Brett testified that he began to have problems with his balance when Officer Fuentez “went lower” during the search, because Officer Fuentez was pulling on Brett’s hands, which were at Brett’s back. When Officer Fuentez was examining his tattoo, Brett testified that he turned his foot “slightly” so he “could get some more balance and so [Officer Fuentez] could read it more.” Brett testified that he “was off balance” and “kind of leaning over, stumbling to regain balance.” Brett testified that Officer Fuentez looked at the tattoo “for a little longer” and Brett “turned a little more,” whereupon Officer Fuentez “tried to sweep [Brett] from [his] feet” by using “his leg to try to kick [Brett’s] feet out from under [him].” The maneuver by Officer Fuentez was unsuccessful, because Brett’s “feet were spread wide apart.” Brett testified that Officer Fuentez jumped on his back and “around” his neck, while Brett “tried to stay balanced” and not fall “face first on the cement.” Eventually Officer Robles “came in” to get Brett, and Officer Fuentez “backed away to pull out his Taser.” Brett testified that at this point, while no one was on him, he went down to the ground and put his face on the cement. Brett heard others shouting that the officer had a Taser although Brett never saw it. Brett testified that after he was handcuffed, Officer Fuentez picked him up “[b]y the handcuffs in between the chain.”
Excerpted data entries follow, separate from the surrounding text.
PR #8109, opened 2020-10-30
Fix Reruning all failed tests check

jyejare:
A quick fix where running `all` failed tests check was throwing an exception that one of the `defect_type` options should be provided.

Since the check for failed_option flag was checking for `all` in list instead of string.

### DIFF
--- a/pytest_plugins/rerun_rp/rerun_rp.py
+++ b/pytest_plugins/rerun_rp/rerun_rp.py
@@ -126,7 +126,7 @@ def pytest_collection_modifyitems(items, config):
     test_args = {}
     if fail_args:
         test_args['status'] = 'failed'
-        if not fail_args == ['all']:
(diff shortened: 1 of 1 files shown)


JacobCallahan (approved):
ACK

pytest_plugins/rerun_rp/rerun_rp.py
```diff
@@ -126,7 +126,7 @@ def pytest_collection_modifyitems(items, config):
     test_args = {}
     if fail_args:
         test_args['status'] = 'failed'
-        if not fail_args == ['all']:
+        if not fail_args == 'all':
```
mshriver, line 129: `if fail_args != 'all'` would probably be a bit better syntax here, but this works.

mshriver (approved):

Issue #7722, opened 2020-04-07
refactor api.discovered_host test cases


rplevka:
there are certain areas that can be improved,
e.g. sourcing the default settings in one request,
enhance the assertions for discovered hosts, etc.

PR #8112, opened 2020-10-30
pytest conversion - api.test_discoveredhost

rplevka:
- implement read_log method (the tests can do assertions based on the server-side live logs)
- VM network in `libvirt_discovery` module no longer hardcoded to `bridge` - this allows the tests to be executed in custom (local) environments
- pytest conversion - api/test_discovered_host (+ some parametrization added)
- test coverage - api/test_discovered_host
- fixes https://github.com/SatelliteQE/robottelo/issues/7722

- [ ] relies on: https://github.com/SatelliteQE/nailgun/pull/762

test_results

### DIFF
--- a/robottelo/libvirt_discovery.py
+++ b/robottelo/libvirt_discovery.py
@@ -56,7 +56,8 @@ class LibvirtGuest:
         libvirt_server=None,
         image_dir=None,
         mac=None,
-        bridge=None,
+        network=None,
+        network_type=None,
     ):
         self.cpu = cpu
         self.ram = ram
@@ -77,16 +78,22 @@ class LibvirtGuest:
             self.image_dir = image_dir
         if mac is None:
             self.mac = _gen_mac_for_libvirt()
-        if bridge is None:
-            self.bridge = settings.vlan_networking.bridge
+        if network is None:
+            if settings.vlan_networking.bridge or settings.vlan_networking.network:
+                if settings.vlan_networking.bridge:
+                    self.network_type = 'bridge'
+                    self.network = settings.vlan_networking.bridge
+                else:
+                    self.network_type = 'network'
+                    self.network = settings.vlan_networking.network
         else:
-            self.bridge = bridge
-        if not self.bridge:
+            self.network_type = network_type
+            self.network = network
+        if not self.network:
             raise LibvirtGuestError(
-                'A bridge name must be provided. Make sure to fill '
-                '"bridge" on vlan_networking section of your robottelo '
-                'configuration. Or provide a not None bridge '
-                'argument.'
+                'A network name must be provided. Make sure to fill "bridge" or "network" on '
+                'vlan_networking section of your robottelo configuration.'
+                'Or provide a not None network and network_type arguments.'
             )
         self.boot_iso = boot_iso
         self.extra_nic = extra_nic
@@ -109,7 +116,7 @@ class LibvirtGuest:
         command_args = [
             'virt-install',
             '--hvm',
-            '--network=bridge:{vm_bridge}',
+            '--network={vm_nw_type}:{vm_network}',
             '--mac={vm_mac}',
             '--name={vm_name}',
             '--ram={vm_ram}',
@@ -118,11 +125,13 @@ class LibvirtGuest:
             '--os-variant=rhel7',
             '--disk path={image_name},size=8',
             '--noautoconsole',
+            '--graphics spice,listen=0.0.0.0',
         ]
 
         if not self.boot_iso:
             # Required for PXE-based host discovery
-            command_args.append('--pxe')
+            command_args.append('--boot network')
+
         else:
             # Required for PXE-less host discovery, where we boot the host
             # with bootable discovery ISO
@@ -132,7 +141,7 @@ class LibvirtGuest:
 
         if self.extra_nic:
             nic_mac = _gen_mac_for_libvirt()
-            command_args.append('--network=bridge:{vm_bridge}')
+            command_args.append('--network={vm_nw_type}:{vm_network}')
             command_args.append(f'--mac={nic_mac}')
 
         if self._domain is None:
@@ -145,7 +154,8 @@ class LibvirtGuest:
 
         self.hostname = f'{self.guest_name}.{self._domain}'
         command = ' '.join(command_args).format(
-            vm_bridge=self.bridge,
+            vm_nw_type=self.network_type,
+            vm_network=self.network,
             vm_mac=self.mac,
             vm_name=self.hostname,
             vm_ram=self.ram,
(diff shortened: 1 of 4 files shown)


robottelo/libvirt_discovery.py
```diff
@@ -118,11 +118,14 @@ def create(self):
             '--os-variant=rhel7',
             '--disk path={image_name},size=8',
             '--noautoconsole',
+            '--graphics spice,listen=0.0.0.0',
```
rplevka, line 121: this helps to remotely attach to the console via VNC while debugging

tests/foreman/api/test_discoveryrule.py
```diff
@@ -116,3 +116,55 @@ def test_negative_create_with_invalid_host_limit_and_priority():
         entities.DiscoveryRule(max_count=gen_string('alpha')).create()
     with pytest.raises(HTTPError):
         entities.DiscoveryRule(priority=gen_string('alpha')).create()
+
```
rplevka, line 119: moved the following to `discovery_rule` component

robottelo/libvirt_discovery.py
```diff
@@ -77,16 +78,22 @@ def __init__(
             self.image_dir = image_dir
         if mac is None:
             self.mac = _gen_mac_for_libvirt()
-        if bridge is None:
-            self.bridge = settings.vlan_networking.bridge
+        if network is None:
+            if settings.vlan_networking.bridge or settings.vlan_networking.network:
```
mirekdlugosz, line 82: If `network` is None (which is default), and neither of settings are defined (which shouldn't happen, but technically can), then we will thrown AttributeError on line 92, when trying to check if `self.network` is falsy. That's probably not what you wanted.

These three nested ifs make me think that there's probably better way to write this. Maybe helper function/method? Something that would take `network` and `network_type` as arguments, and return `self.network_type`  and `self.network` values back? Untested proposal below:

```python
def get_network_settings(network, network_type):
    if network is not None:
        return (network, network type)
    if settings.vlan_networking.bridge:
        return ('bridge', settings.vlan_networking.bridge)
    if settings.vlan_networking.network:
        return ('network', settings.vlan_networking.network)
    return (None, None)  # return None tuple, so tuple unpacking and assignment always works
                         # we bail out in caller if `self.network` is falsy
```

robottelo/libvirt_discovery.py
```diff
@@ -118,11 +125,14 @@ def create(self):
...
             '--disk path={image_name},size=8',
             '--noautoconsole',
+            '--graphics spice,listen=0.0.0.0',
         ]
 
         if not self.boot_iso:
             # Required for PXE-based host discovery
-            command_args.append('--pxe')
+            # command_args.append('--pxe')
+            command_args.append('--boot network')
```
mirekdlugosz, line 134: Could you please add some explanation to this change? Is it backwards compatible?

tests/foreman/api/test_discoveredhost.py
```diff
@@ -67,561 +77,484 @@ def _create_discovered_host(name=None, ipaddress=None, macaddress=None):
...
+    groups = re.search('DHCPACK on (\\d.+) to', dhcp_pxe.out)
+    assert len(groups.groups()) == 1, 'Unable to parse bootloader ip address'
+    pxe_ip = groups.groups()[0]
+
+    # assert that server retrieves pxelinux config over TFTP
+    for pattern in [
+        (f'Client {pxe_ip} finished pxelinux.0', 'pxelinux.0'),
+        (f'Client {pxe_ip} finished pxelinux.cfg/default', 'pxelinux.cfg/default'),
+        (f'Client {pxe_ip} finished boot/fdi-image/vmlinuz0', 'fdi-image/vmlinuz0'),
+        (f'Client {pxe_ip} finished boot/fdi-image/initrd0.img', 'fdi-image/initrd0.img'),
```
mirekdlugosz, line 144: Hm, could you get away with only iterating over file names, and constructing `pattern[0]` inside loop? Looks like they all follow same pattern, you only need to pass `pxe_ip` and file name itself.

tests/foreman/api/test_discoveredhost.py
```diff
@@ -67,561 +77,484 @@ def _create_discovered_host(name=None, ipaddress=None, macaddress=None):
...
+    try:
+        _wait_for_log(channel, f'\\[I\\|app\\|{req_id}\\] Completed 201 Created')
+    except TimedOutError:
+        # raise assertion error
+        raise AssertionError(f'Timed out waiting for "/facts" 201 response')
+
+    default_config = entity_mixins.DEFAULT_SERVER_CONFIG
+    for _ in range(30):
+        discovered_host = entities.DiscoveredHost(user_config or default_config).search(
+            query={'search': f'name={host.guest_name}'}
```
mirekdlugosz, line 193: Would it make sense to rewrite this loop using `wait_for`? I saw you using it elsewhere.

mirekdlugosz (commented):
Great work! That's most challenging PR I've reviewed in a while.
I'm mostly concerned about changes in `LibvirtGuest` class. Other comments are suggestions.

robottelo/libvirt_discovery.py
rplevka: Sure, here's the description from `virt-install` manpage:

```
--pxe
           Install from PXE. This just tells the VM to boot off the network for the first boot.
```
```
--boot BOOTOPTS
           Optionally specify the post-install VM boot configuration. This option allows specifying a boot device
           order, permanently booting off kernel/initrd with option kernel arguments, and enabling a BIOS boot menu
           (requires libvirt 0.8.3 or later)

           --boot cdrom,fd,hd,network
               Set the boot device priority as first cdrom, first floppy, first harddisk, network PXE boot.

```

tl;dr - the usage of `--pxe` has been wrong since the beginning - it is used for 1-time boot and such machine won't survive reboots.

the `--boot network` on the other hand properly sets the persistent boot device (order) so the VM uses it even after reboot - since we also test VM behavior after reboot, this is a necessity.

Btw, i should probably remove the commented line

tests/foreman/api/test_discoveredhost.py
rplevka: Absolutely, this isn't my code (I just added a bunch of new assertion before it).
Will do

robottelo/libvirt_discovery.py
rplevka: I'm counting on [settings.verify()](https://github.com/SatelliteQE/robottelo/blob/master/robottelo/config/base.py#L1148), which accepts exactly 1 of bridge or network in `[vlan_networking]`

tests/foreman/api/test_discoveredhost.py
rplevka: I certainly could, but I didn't want to sacrifice readability. I think this way anybody could easily see what we're up for.
What do you think?

tests/foreman/api/test_discoveredhost.py
rplevka: - comment addressed.

pondrejk (approved):

mirekdlugosz (approved):
Let's not hold this any longer. ACK and merge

Subsequent Search of Brett at or near Patrol Car

Officer Fuentez then walked Brett to the patrol car. During this time, Brett was cussing at Officer Fuentez. At the patrol car, Officer Fuentez testified that he conducted a secondary search, since he had not completed the first search and it was still unknown whether Brett had any weapons on him. Officer Fuentez had Brett “spread his legs, and . . . searched down the inside of his leg, his pocket, his belt line, and his sweater” before putting Brett in the car. Officer Fuentez did not find any weapons or contraband.
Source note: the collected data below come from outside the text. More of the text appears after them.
PR #8116, opened 2020-11-02
Pytest conversion for installer test cases

devendra104:
The purpose of this PR to convert installers test cases from unit-test to pytest.

**Test Results:**

```
$ pytest tests/foreman/installer/test_installer.py
platform linux -- Python 3.6.6, pytest-6.1.1, py-1.9.0, pluggy-0.13.1                                                                                                                                                                                                 
tests/foreman/installer/test_installer.py ...sss                                                                                                                                                            [100%]

================================================================================================ warnings summary =================================================================================================

============================================================================== 3 passed, 3 skipped, 6 warnings in 126.61s (0:02:06) =============================================================================== 
```

### DIFF
--- a/tests/foreman/installer/test_installer.py
+++ b/tests/foreman/installer/test_installer.py
@@ -26,7 +26,6 @@ from robottelo.decorators import tier1
 from robottelo.decorators import tier3
 from robottelo.decorators import upgrade
 from robottelo.helpers import get_host_info
-from robottelo.test import TestCase
 
 PREVIOUS_INSTALLER_OPTIONS = {
     '--[no-]colors',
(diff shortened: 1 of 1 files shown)


omkarkhatavkar (approved):
ACK

tests/foreman/installer/test_installer.py
```diff
@@ -1345,112 +1344,107 @@
...
-                result = ssh.command(status_format.format(service))
-                self.assertEqual(result.return_code, 0)
-                self.assertEqual(len(result.stderr), 0)
+    :id: 85fd4388-6d94-42f5-bed2-24be38e9f104
 
-        # check status reported by hammer ping command
-        result = ssh.command(
-            'hammer -u {0[0]} -p {0[1]} ping'.format(settings.server.get_credentials())
-        )
+    :expectedresults: All services {'elasticsearch', 'foreman-proxy', 'httpd',
```
mirekdlugosz, line 1415: Given that this list of services in docstring is already outdated, would it make sense to remove it? Just say "All services are started".
Non-blocking comment.

tests/foreman/installer/test_installer.py
```diff
@@ -1345,112 +1344,107 @@
...
+    'pulp_workers', 'qdrouterd', 'qpidd', 'tomcat'} are started
+    """
+    major_version = get_host_info()[1]
+    service_name = 'tomcat6' if major_version == RHEL_6_MAJOR_VERSION else 'tomcat'
+    SATELLITE_SERVICES.add(service_name)
+    for service in SATELLITE_SERVICES:
+        if major_version >= RHEL_7_MAJOR_VERSION:
+            result = ssh.command(f'systemctl status {service}')
+        else:
+            result = ssh.command(f'service {service} status')
```
mirekdlugosz, line 1428: Personally, I liked previous version better. Satellite RHEL version is not going to change during test execution, so it makes sense to extract `if` outside of the loop - we don't waste resources on condition that is the same in every iteration.

It's not going to have visible impact on test execution time, so it's another non-blocking comment.

mirekdlugosz (approved):
ACK.

I left two suggestions. They aren't blocking, so if you don't want to implement them, feel free to merge this yourself (or add comment that you won't include these changes and I'll merge). I'm not merging now to give you opportunity to reply to my suggestions.

tests/foreman/installer/test_installer.py
devendra104: you are right, "All services are started" is looks more appropriate than mentioning each service in the docstring.

tests/foreman/installer/test_installer.py
devendra104: Fixed.

mirekdlugosz (approved):
Thanks for including suggested changes.
ACK and merge.
Travis failure is unrelated, caused by #8003 merge. Fixed in #8121

PR #8122, opened 2020-11-04
record start_time property workaround

rplevka:
This is a workaround for:
https://github.com/pytest-dev/pytest/issues/7767

where the pre-defined `record_testsuite_timestamp_xml` fixture doesn't work with `xdist` yet.
This commit keeps the fixture, but sets `autouse=False`

and implements a manual property recording inside the `report_header` hook

### DIFF
--- a/tests/foreman/conftest.py
+++ b/tests/foreman/conftest.py
@@ -8,6 +8,7 @@ try:
     from pytest_reportportal import RPLogger, RPLogHandler
 except ImportError:
     pass
+from _pytest.junitxml import xml_key
 from robottelo.config import settings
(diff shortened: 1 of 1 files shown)


tstrych (approved):
LGTM
ACK

rplevka:
thanks @tstrych for discussing the `.now()` vs `.utcnow()` after reviewing the code I realised we actually use `.utcnow()` in the logger too, so I reverted it back just as you suggested.

lpramuk (approved):

jyejare (approved):

mshriver (approved):

PR #8125, opened 2020-11-04
dynaconf validators - add missing settings and default values

mirekdlugosz:
Dynaconf validators improvements:
* Add settings that were added to Robottelo between #8003 was opened and merged
* Add default values to dynaconf, mimic current behavior of Settings class

No tests run or required, as we don't have dynaconf settings file yet.


jaryn (approved):

mshriver (approved):

JacobCallahan (approved):
ACK

PR #8132, opened 2020-11-05
add robottelo test to assert timestamps in generated XML junit reports

rplevka:
Implements a test for the junit-reporting configuration defined in `conftest.py`.

this adds 2 tests ~~and registers 1 new marker (`dummy`)~~:

~~- one test is marked as `dummy` as it is not meant to be executed standalone. It is supposed to be executed by the other test~~
- the actual test which uses the robottelo `conftest.py` and `pytest.ini`, executes the dummy test and performs assertions on the generated report.

This is supposed to be executed by `tox` as a part of regression testing on new PRs

### DIFF
--- a/tests/robottelo/test_report.py
+++ b/tests/robottelo/test_report.py
@@ -1,0 +1,82 @@
+import datetime
+import glob
+import os
+from pathlib import Path
+from shutil import copyfile
+from tempfile import NamedTemporaryFile
+
+import pytest
+import xmltodict
+from fauxfactory import gen_string
+
+XUNIT_TIME_FORMAT = "%Y-%m-%dT%H:%M:%S"
+dummy_test_count = 2
+dummy_test = f'''import pytest
+
+@pytest.mark.parametrize('param', list(range(0, {dummy_test_count})))
+def test_dummy(param):
+    """A dummy test used by test_junit_timestamps.
+    Not to be run as a standalone test
+    """
+    print(f'running test {{param}}')
+    pass
+'''
+
+paths = [
+    ["['testsuites']['testsuite']['properties']['property']"],
+    [
+        f"['testsuites']['testsuite']['testcase'][{i}]['properties']['property']"
+        for i in range(dummy_test_count)
+    ],
+]
+
+
+@pytest.fixture(scope="session")
+def config():
+    path = Path(__file__).parent
+    conf_path = path / "../foreman"
+    copyfile(str(conf_path / '../foreman/conftest.py'), f'{str(path)}/conftest.py')
+    yield
+    os.remove(f'{str(path)}/conftest.py')
+
+
+@pytest.fixture(scope="session")
+def exec_test(config):
+    test_dir = str(Path(__file__).parent)
+    report_file = f'report_{gen_string("alphanumeric")}.xml'
+    with NamedTemporaryFile(dir=test_dir, mode='w', prefix='test_', suffix='.py') as f:
+        f.seek(0)
+        f.write(dummy_test)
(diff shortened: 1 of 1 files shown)


tox.ini
```diff
@@ -10,4 +10,4 @@ deps =
     -rrequirements.txt
     pytest-cov
     pycurl
-commands = py.test --cov --cov-config=.coveragerc tests/robottelo
+commands = py.test --cov --cov-config=.coveragerc tests/robottelo -m "not dummy"
```
mshriver, line 13: I'm not a fan of this pattern, having a marker used for the unit tests that we then have to explicitly exclude from running the unit tests.

Is there really harm to the 'dummy' test running during a normal unit test execution? Just the time to execute it?

It does feel like overkill for this use case, but I much prefer marker implementations that follow a pattern of modifying test collection unless an option is included to run them when using a 'negative' marker like this. In other words, a test marked with `dummy` does not run in normal test collection, and is only included in collection when `--dummy` is passed.

mshriver (changes requested):
This is a great unit test to have, but I'd like to discuss how the marker is defined and used.

tox.ini
rplevka: Not a huge fan of this solution either. If you're okay with running the "empty" test, I'm more than happy to remove the marker.

Another possible approach could be to actually store the dummy test definition in a non-py plaintext file (or multiline string) and dump it to a `test_foo.py` file as a part of the fixture; and remove it for a cleanup.

mshriver: I think I like that second idea, you should be able to use `tempfile.NamedTemporaryFile` in a context, and on linux the `pytest.main` call should be able to read the written file. That will cleanly handle creation, potential name conflicts, and deletion on the context close.

rplevka:
> This is a great unit test to have, but I'd like to discuss how the marker is defined and used.

@mshriver I updated the test case as we discussed. Please, re-review.

tox.ini
mshriver: Looks like this mark isn't needed anymore for tox collection, with your updates to the unit test?

rplevka: ah, sorry

pytest.ini
```diff
@@ -1,2 +1,4 @@
 [pytest]
 junit_logging = all
+markers =
+	dummy: marks dummy tests to be executed only by different tests
```
lpramuk, line 4: `... only by robottelo internal tests`  ?

tests/robottelo/test_report.py
```diff
@@ -0,0 +1,76 @@
...
+
+
+@pytest.fixture(scope="session")
+def exec_test(config):
+    report_file = f'report_{gen_string("alphanumeric")}.xml'
+    pytest.main(
+        [
+            '-n2',
+            f'--junit-xml={report_file}',
+            f'{str(Path(__file__).parent)}/test_report.py::test_dummy',
```
lpramuk, line 39: `f'{str(Path(__file__))}::test_dummy'`   <- isn't this better?

why using `.parent` when you descend then to `__file__`

pytest.ini
rplevka: sorry, this is an outdated PoC. This got completely removed

mshriver (approved):

lpramuk (approved):
Nice!  Pytest Matryoshka

mshriver:
@rplevka I definitely want to steal the pattern you have in this unit test for the pytest plugin unit tests for issue_handlers and the testimony_markers introduced in #8163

Officer Fuentez then opened the car door to the backseat on the driver’s side of the car and told Brett to “Get in the car.” Brett responded “Fuck you.” Officer Fuentez testified that when he tried to push Brett in the car, Brett spit in his face. Officer Fuentez then grabbed Brett “by the front of his shirt and shove[d] him in the car and close[d] the door.” After the door was closed, Officer Fuentez heard Brett cussing and yelling.

Officer Fuentez testified that additional officers were on the scene by this time (he called for assistance during the struggle with Brett) and were interviewing the rest of the group. Officer Fuentez went to find out whether he “could do anything with the group, but it seemed to be taken care of.” Officer Fuentez testified that he went back to the patrol car, opened the door on the passenger’s side, and told Brett that all he “wanted to do was read his tattoo.” Officer Fuentez explained that he opened the door on the passenger’s side, rather than on the driver’s side where Brett was sitting in the backseat, to increase his distance from Brett so he would not be spit on again.
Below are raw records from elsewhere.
PR #8133, opened 2020-11-05
Fix skip_if_open marker use

mshriver:
I broke this in #8092, missed in review/CI.

### DIFF
--- a/tests/foreman/virtwho/cli/test_kubevirt.py
+++ b/tests/foreman/virtwho/cli/test_kubevirt.py
@@ -51,7 +51,7 @@ def virtwho_config(form_data):
     return VirtWhoConfig.create(form_data)['general-information']
 
 
-@pytest.mark.skip_if_open('BZ:1735540', reason='We have not supported kubevirt hypervisor yet')
+@pytest.mark.skip_if_open('BZ:1735540')
 class TestVirtWhoConfigforKubevirt:
     @pytest.mark.tier2
     def test_positive_deploy_configure_by_id(self, form_data, virtwho_config):
--- a/tests/foreman/virtwho/api/test_kubevirt.py
+++ b/tests/foreman/virtwho/api/test_kubevirt.py
@@ -20,7 +20,6 @@ from nailgun import entities
 from wait_for import wait_for
 
 from robottelo.config import settings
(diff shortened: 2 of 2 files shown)


JacobCallahan (approved):
ACK

tests/foreman/virtwho/cli/test_kubevirt.py
```diff
@@ -51,7 +51,7 @@ def virtwho_config(form_data):
     return VirtWhoConfig.create(form_data)['general-information']
 
 
-@pytest.mark.skip_if_open('BZ:1735540', reason='We have not supported kubevirt hypervisor yet')
+@pytest.mark.skip_if_open('BZ:1735540')
```
hkx303, line 54: Thanks Mike, but I prefer to use the `skipif` to keep it in line with https://github.com/SatelliteQE/robottelo/blob/master/tests/foreman/virtwho/api/test_kubevirt.py#L58
```
@pytest.mark.skipif(
    condition=(is_open('BZ:1735540')),
    reason='We have not supported kubevirt hypervisor yet',
)
```

hkx303: Or we should also modify this in https://github.com/SatelliteQE/robottelo/blob/master/tests/foreman/virtwho/api/test_kubevirt.py#L58

mshriver: I would actually prefer to use skip_if_open, as BZ skipping is the specific use for this marker. I can update api/test_kubevirt to use it as well?  Going this direction also means we don't have to import the is_open method into test modules.

mshriver: @hkx303 commit updated with both uses being consistent with `skip_if_open`, thanks for being flexible!

lpramuk (approved):

hkx303 (commented):
Then we should also delete this line :)
https://github.com/SatelliteQE/robottelo/blob/49f47af7d01094b740839aef14ec28548ad1ed83/tests/foreman/virtwho/api/test_kubevirt.py#L23

hkx303 (approved):
Give my ACK as I hope we can merge it today (US time), thank you!

hkx303 (approved):

PR #8136, opened 2020-11-05
Call robottelo by name for logger

swadeley:
Plinko fails if logger called using  __name__


JacobCallahan (approved):
ACK, thanks

ColeHiggins2 (approved):
ACK

pondrejk (approved):
poor Plinko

In contrast to this testimony by Officer Fuentez, Brett denied spitting on any officer. Brett also testified that Officer Fuentez began searching him as they were walking to the patrol car. Brett testified that Officer Fuentez had “one hand on the cuffs and the other arm going around.” Brett testified that he was wearing underpants, basketball shorts, and pants, and that Officer Fuentez put his hand in Brett’s underpants as they were walking to the car, and removed his hand before they reached the car. When questioned later by the court, Brett also testified that Officer Fuentez touched his crotch when they were walking to the patrol car. Brett acknowledged that during the time he was walking with Officer Fuentez, there were “[q]uite a few” people around.

Brett testified that he was searched again at the patrol car and that Officer Fuentez had his hand between the underwear and the basketball shorts and “[t]ried to” insert his fingers into Brett’s rectum. Brett testified that he called out “rape” four or five times. Brett testified that Officer Fuentez asked in response whether he wanted “to catch another charge.”

When he was searched at the car, Brett testified he was leaning against the back door on the driver’s side of the car. Brett testified that as he was shoved into the patrol car, the top of his head hit the doorframe.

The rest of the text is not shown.